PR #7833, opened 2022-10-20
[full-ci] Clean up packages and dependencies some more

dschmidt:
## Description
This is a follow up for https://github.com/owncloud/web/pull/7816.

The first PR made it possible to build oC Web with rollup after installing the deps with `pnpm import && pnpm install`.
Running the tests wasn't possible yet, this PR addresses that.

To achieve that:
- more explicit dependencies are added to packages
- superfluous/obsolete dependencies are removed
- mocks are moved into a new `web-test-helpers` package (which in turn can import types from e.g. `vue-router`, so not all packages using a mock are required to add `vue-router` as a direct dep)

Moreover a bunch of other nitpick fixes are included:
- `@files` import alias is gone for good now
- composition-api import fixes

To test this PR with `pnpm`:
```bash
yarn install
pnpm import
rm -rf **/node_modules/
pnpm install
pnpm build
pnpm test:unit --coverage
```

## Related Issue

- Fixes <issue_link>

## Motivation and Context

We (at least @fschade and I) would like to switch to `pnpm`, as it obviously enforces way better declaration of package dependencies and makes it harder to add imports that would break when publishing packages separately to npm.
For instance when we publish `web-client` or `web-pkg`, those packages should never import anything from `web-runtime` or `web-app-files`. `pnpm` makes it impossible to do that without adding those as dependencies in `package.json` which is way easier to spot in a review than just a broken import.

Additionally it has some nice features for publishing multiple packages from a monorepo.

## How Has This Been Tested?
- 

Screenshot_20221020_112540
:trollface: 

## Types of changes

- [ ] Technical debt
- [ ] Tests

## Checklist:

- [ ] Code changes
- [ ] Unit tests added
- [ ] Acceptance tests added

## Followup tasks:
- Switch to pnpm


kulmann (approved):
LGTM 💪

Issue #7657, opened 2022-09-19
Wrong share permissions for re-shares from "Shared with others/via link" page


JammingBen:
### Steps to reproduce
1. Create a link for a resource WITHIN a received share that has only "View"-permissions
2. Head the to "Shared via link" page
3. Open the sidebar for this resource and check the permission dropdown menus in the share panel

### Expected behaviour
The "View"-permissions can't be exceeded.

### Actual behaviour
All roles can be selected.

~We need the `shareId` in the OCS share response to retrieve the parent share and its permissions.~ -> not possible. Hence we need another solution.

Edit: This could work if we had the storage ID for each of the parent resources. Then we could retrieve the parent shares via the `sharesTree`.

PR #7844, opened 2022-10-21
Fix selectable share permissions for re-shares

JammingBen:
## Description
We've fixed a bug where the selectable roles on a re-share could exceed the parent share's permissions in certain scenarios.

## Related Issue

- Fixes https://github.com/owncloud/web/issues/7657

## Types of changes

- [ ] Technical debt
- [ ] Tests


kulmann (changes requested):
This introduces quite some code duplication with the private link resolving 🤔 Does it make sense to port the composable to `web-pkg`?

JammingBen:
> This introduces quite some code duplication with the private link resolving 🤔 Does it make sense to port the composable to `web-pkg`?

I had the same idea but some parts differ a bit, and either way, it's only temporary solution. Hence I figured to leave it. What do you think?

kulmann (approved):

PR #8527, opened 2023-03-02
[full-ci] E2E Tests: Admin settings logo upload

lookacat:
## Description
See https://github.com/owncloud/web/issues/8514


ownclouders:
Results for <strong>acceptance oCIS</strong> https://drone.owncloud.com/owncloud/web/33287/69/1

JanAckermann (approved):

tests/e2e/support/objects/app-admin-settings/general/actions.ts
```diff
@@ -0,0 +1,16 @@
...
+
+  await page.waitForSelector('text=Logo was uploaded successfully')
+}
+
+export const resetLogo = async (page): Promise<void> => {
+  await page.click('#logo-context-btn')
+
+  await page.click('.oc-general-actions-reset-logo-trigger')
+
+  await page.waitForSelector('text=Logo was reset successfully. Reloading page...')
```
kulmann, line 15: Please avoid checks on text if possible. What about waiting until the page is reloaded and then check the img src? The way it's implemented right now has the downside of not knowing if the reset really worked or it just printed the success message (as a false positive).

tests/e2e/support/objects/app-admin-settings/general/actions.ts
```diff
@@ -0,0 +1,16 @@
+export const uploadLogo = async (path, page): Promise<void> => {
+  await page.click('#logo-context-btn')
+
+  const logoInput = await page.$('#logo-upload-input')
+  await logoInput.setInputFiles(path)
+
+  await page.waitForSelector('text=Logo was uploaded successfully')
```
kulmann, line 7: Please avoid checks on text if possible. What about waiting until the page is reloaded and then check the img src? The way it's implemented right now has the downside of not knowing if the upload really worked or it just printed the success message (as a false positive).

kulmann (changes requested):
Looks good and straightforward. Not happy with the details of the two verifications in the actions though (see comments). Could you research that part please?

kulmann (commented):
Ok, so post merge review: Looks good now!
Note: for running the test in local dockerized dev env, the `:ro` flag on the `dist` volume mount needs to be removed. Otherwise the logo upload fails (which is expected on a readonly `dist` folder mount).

◇ ◇ ◇ ◇ ◇ ◇ ◇

● AIM OF THE TASK:
Every record must be retyped so that it matches the original exactly.

● EXPECTED ANSWER:
PR #7833, opened 2022-10-20
[full-ci] Clean up packages and dependencies some more

dschmidt:
## Description
This is a follow up for https://github.com/owncloud/web/pull/7816.

The first PR made it possible to build oC Web with rollup after installing the deps with `pnpm import && pnpm install`.
Running the tests wasn't possible yet, this PR addresses that.

To achieve that:
- more explicit dependencies are added to packages
- superfluous/obsolete dependencies are removed
- mocks are moved into a new `web-test-helpers` package (which in turn can import types from e.g. `vue-router`, so not all packages using a mock are required to add `vue-router` as a direct dep)

Moreover a bunch of other nitpick fixes are included:
- `@files` import alias is gone for good now
- composition-api import fixes

To test this PR with `pnpm`:
```bash
yarn install
pnpm import
rm -rf **/node_modules/
pnpm install
pnpm build
pnpm test:unit --coverage
```

## Related Issue

- Fixes <issue_link>

## Motivation and Context

We (at least @fschade and I) would like to switch to `pnpm`, as it obviously enforces way better declaration of package dependencies and makes it harder to add imports that would break when publishing packages separately to npm.
For instance when we publish `web-client` or `web-pkg`, those packages should never import anything from `web-runtime` or `web-app-files`. `pnpm` makes it impossible to do that without adding those as dependencies in `package.json` which is way easier to spot in a review than just a broken import.

Additionally it has some nice features for publishing multiple packages from a monorepo.

## How Has This Been Tested?
- 

Screenshot_20221020_112540
:trollface: 

## Types of changes

- [ ] Technical debt
- [ ] Tests

## Checklist:

- [ ] Code changes
- [ ] Unit tests added
- [ ] Acceptance tests added

## Followup tasks:
- Switch to pnpm


kulmann (approved):
LGTM 💪

Issue #7657, opened 2022-09-19
Wrong share permissions for re-shares from "Shared with others/via link" page


JammingBen:
### Steps to reproduce
1. Create a link for a resource WITHIN a received share that has only "View"-permissions
2. Head the to "Shared via link" page
3. Open the sidebar for this resource and check the permission dropdown menus in the share panel

### Expected behaviour
The "View"-permissions can't be exceeded.

### Actual behaviour
All roles can be selected.

~We need the `shareId` in the OCS share response to retrieve the parent share and its permissions.~ -> not possible. Hence we need another solution.

Edit: This could work if we had the storage ID for each of the parent resources. Then we could retrieve the parent shares via the `sharesTree`.

PR #7844, opened 2022-10-21
Fix selectable share permissions for re-shares

JammingBen:
## Description
We've fixed a bug where the selectable roles on a re-share could exceed the parent share's permissions in certain scenarios.

## Related Issue

- Fixes https://github.com/owncloud/web/issues/7657

## Types of changes

- [ ] Technical debt
- [ ] Tests


kulmann (changes requested):
This introduces quite some code duplication with the private link resolving 🤔 Does it make sense to port the composable to `web-pkg`?

JammingBen:
> This introduces quite some code duplication with the private link resolving 🤔 Does it make sense to port the composable to `web-pkg`?

I had the same idea but some parts differ a bit, and either way, it's only temporary solution. Hence I figured to leave it. What do you think?

kulmann (approved):

PR #8527, opened 2023-03-02
[full-ci] E2E Tests: Admin settings logo upload

lookacat:
## Description
See https://github.com/owncloud/web/issues/8514


ownclouders:
Results for <strong>acceptance oCIS</strong> https://drone.owncloud.com/owncloud/web/33287/69/1

JanAckermann (approved):

tests/e2e/support/objects/app-admin-settings/general/actions.ts
```diff
@@ -0,0 +1,16 @@
...
+
+  await page.waitForSelector('text=Logo was uploaded successfully')
+}
+
+export const resetLogo = async (page): Promise<void> => {
+  await page.click('#logo-context-btn')
+
+  await page.click('.oc-general-actions-reset-logo-trigger')
+
+  await page.waitForSelector('text=Logo was reset successfully. Reloading page...')
```
kulmann, line 15: Please avoid checks on text if possible. What about waiting until the page is reloaded and then check the img src? The way it's implemented right now has the downside of not knowing if the reset really worked or it just printed the success message (as a false positive).

tests/e2e/support/objects/app-admin-settings/general/actions.ts
```diff
@@ -0,0 +1,16 @@
+export const uploadLogo = async (path, page): Promise<void> => {
+  await page.click('#logo-context-btn')
+
+  const logoInput = await page.$('#logo-upload-input')
+  await logoInput.setInputFiles(path)
+
+  await page.waitForSelector('text=Logo was uploaded successfully')
```
kulmann, line 7: Please avoid checks on text if possible. What about waiting until the page is reloaded and then check the img src? The way it's implemented right now has the downside of not knowing if the upload really worked or it just printed the success message (as a false positive).

kulmann (changes requested):
Looks good and straightforward. Not happy with the details of the two verifications in the actions though (see comments). Could you research that part please?

kulmann (commented):
Ok, so post merge review: Looks good now!
Note: for running the test in local dockerized dev env, the `:ro` flag on the `dist` volume mount needs to be removed. Otherwise the logo upload fails (which is expected on a readonly `dist` folder mount).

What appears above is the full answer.